• [Collected data entries]
PR #689, opened 2018-10-21
paasio: Add ReadStats.get_ref test

ccouzens:
The tests don't use it. The description in the readme doesn't make it a
requirement.

As such, I think it's better removed.

The alternative would be to write a test, or modify an existing test so
that it is used. If others are less keen on this being removed, I'll do
that.

### DIFF
--- a/exercises/paasio/tests/paasio.rs
+++ b/exercises/paasio/tests/paasio.rs
@@ -187,3 +187,14 @@ read_file(
     ::std::fs::File::open("README.md").expect("readme must be present"),
     |f: &::std::fs::File| f.metadata().expect("metadata must be present").len() as usize
 ));
+
+#[test]
+#[ignore]
+fn read_stats_by_ref_returns_wrapped_reader() {
+    use paasio::ReadStats;
+
+    let input =
+        "Why, sometimes I've believed as many as six impossible things before breakfast".as_bytes();
+    let reader = ReadStats::new(input);
+    assert_eq!(reader.get_ref(), &input);
+}


ZapAnton:
As per [Exercism pull request guidelines](https://github.com/exercism/docs/blob/master/contributing/pull-request-guidelines.md)  each commit message should have a name of the modified exercise in it.

Please consider renaming your commit message as `paasio: ReadStats.get_ref method` (if this commit was the last on your local machine, then you can simply run `git commit --amend -m "paasio: ReadStats.get_ref method"` and then push to the remote with the `--force` flag)

ZapAnton:
As per [Exercism pull request guidelines](https://github.com/exercism/docs/blob/master/contributing/pull-request-guidelines.md)  each commit message should have a name of the modified exercise in it.

Please consider renaming your commit message as `paasio: ReadStats.get_ref method` (if this commit was the last on your local machine, then you can simply run `git commit --amend -m "paasio: ReadStats.get_ref method"` and then push to the remote with the `--force` flag)

ZapAnton:
As per [Exercism pull request guidelines](https://github.com/exercism/docs/blob/master/contributing/pull-request-guidelines.md)  each commit message should have a name of the modified exercise in it.

Please consider renaming your commit message as `paasio: ReadStats.get_ref method` (if this commit was the last on your local machine, then you can simply run `git commit --amend -m "paasio: ReadStats.get_ref method"` and then push to the remote with the `--force` flag)

ZapAnton:
As per [Exercism pull request guidelines](https://github.com/exercism/docs/blob/master/contributing/pull-request-guidelines.md)  each commit message should have a name of the modified exercise in it.

Please consider renaming your commit message as `paasio: ReadStats.get_ref method` (if this commit was the last on your local machine, then you can simply run `git commit --amend -m "paasio: ReadStats.get_ref method"` and then push to the remote with the `--force` flag)

ZapAnton:
As per [Exercism pull request guidelines](https://github.com/exercism/docs/blob/master/contributing/pull-request-guidelines.md)  each commit message should have a name of the modified exercise in it.

Please consider renaming your commit message as `paasio: ReadStats.get_ref method` (if this commit was the last on your local machine, then you can simply run `git commit --amend -m "paasio: ReadStats.get_ref method"` and then push to the remote with the `--force` flag)

coriolinus:
I am inclined against merging this as it stands.

You're correct that the tests don't use it, and the description in the readme doesn't make it a requirement. However, I would strongly prefer to have you add a test which needs it, rather than removing the method.

One of the overarching goals of Exercism is to demonstrate what good library design looks like. Good library design for a wrapper type like this allows users a way to access the interior type.

coriolinus:
I am inclined against merging this as it stands.

You're correct that the tests don't use it, and the description in the readme doesn't make it a requirement. However, I would strongly prefer to have you add a test which needs it, rather than removing the method.

One of the overarching goals of Exercism is to demonstrate what good library design looks like. Good library design for a wrapper type like this allows users a way to access the interior type.

coriolinus:
> The alternative would be to write a test, or modify an existing test so
that it is used. If others are less keen on this being removed, I'll do
that.

I would strongly prefer this alternative to the one implemented in this PR. 

One of the goals of Exercism is to have people write what is fundamentally library code in every exercise. It's good software architecture for every feature to be implemented within a library, and for executables to be as thin as possible while handling necessary I/O. Good library design, in turn, implies that a wrapper type such as we implement in `paasio` should provide a means by which the wrapped type may be borrowed. 

We want to demonstrate good library design and good architecture so that students can develop an intuition about what "feels good" in a library, because eventually they should be authoring their own. When they do write their own library, they shouldn't leave out methods just because they didn't happen to need them for their own project at the moment.

coriolinus:
Not sure if I have or have not multi-posted here. If so, I blame Github.

ccouzens:
Hi,

Thanks for both pieces of feedback.

I'll action them the next time I have a chance.

exercises/paasio/tests/paasio.rs
```diff
@@ -187,3 +187,14 @@ read_file(
...
+
+#[test]
+#[ignore]
+fn read_stats_by_ref_returns_wrapped_reader() {
+    use paasio::ReadStats;
+
+    let input =
+        "Why, sometimes I've believed as many as six impossible things before breakfast".as_bytes();
+    let reader = ReadStats::new(input);
+    assert_eq!(reader.get_ref(), &input);
```
coriolinus: This compares equality, but not identity. You may want to try something like this (note that I haven't tested this yet):
```suggestion
    assert_eq!(reader.get_ref(), &input);
    assert_eq!(reader.get_ref() as *const _, &input as *const _); // test that the returned reader is the wrapped reader
```

ccouzens: Comparing casts to `*const` failed with the error:

```
---- read_stats_by_ref_returns_wrapped_reader stdout ----
thread 'read_stats_by_ref_returns_wrapped_reader' panicked at 'assertion failed: `(left == right)`
  left: `0x7f0bd21fc600`,
 right: `0x7f0bd21fc5f0`', tests/paasio.rs:198:5
```

I had better luck with

```rust
assert_eq!(reader.get_ref().as_ptr(), input.as_ptr()); // test that the returned reader is the wrapped reader
```

But it is very hard to test that the test is effective.

Even when I use 2 different ways of constructing the slices such as:

```rust
    let input = &['W' as u8];
    let reader = ReadStats::new("W".as_bytes());
    assert_eq!(reader.get_ref().as_ptr(), input.as_ptr()); // test that the returned reader is the wrapped reader
```

it passes. I'm guessing the rust compiler works out that both slices have the same content and collapses them both into the same memory.

To answer your questions:

* I don't know if it's a good idea, but I don't think it's necessary. `get_ref` returning a reference to the original wrapped reader is the easiest solution to this test. Doing anything else would require a lot of effort from the person solving the exercise, since `get_ref` is a generic method and can return many different types. Tests can almost always be bypassed if someone puts in enough effort to do so.
* I'm not sure. It's not syntax I'm familiar with. Casting to `*const` is what I found when googling "rust compare identity". But it didn't pass on my laptop.
* Both casting to `*const` and using `as_ptr` behaved the same for me with and without `--release` specified.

• [Task to complete] Nothing but the lines from the one with "it passes. I'm" through the final line of the records above should appear, each copied exactly.

• [Written answer]
it passes. I'm guessing the rust compiler works out that both slices have the same content and collapses them both into the same memory.

To answer your questions:

* I don't know if it's a good idea, but I don't think it's necessary. `get_ref` returning a reference to the original wrapped reader is the easiest solution to this test. Doing anything else would require a lot of effort from the person solving the exercise, since `get_ref` is a generic method and can return many different types. Tests can almost always be bypassed if someone puts in enough effort to do so.
* I'm not sure. It's not syntax I'm familiar with. Casting to `*const` is what I found when googling "rust compare identity". But it didn't pass on my laptop.
* Both casting to `*const` and using `as_ptr` behaved the same for me with and without `--release` specified.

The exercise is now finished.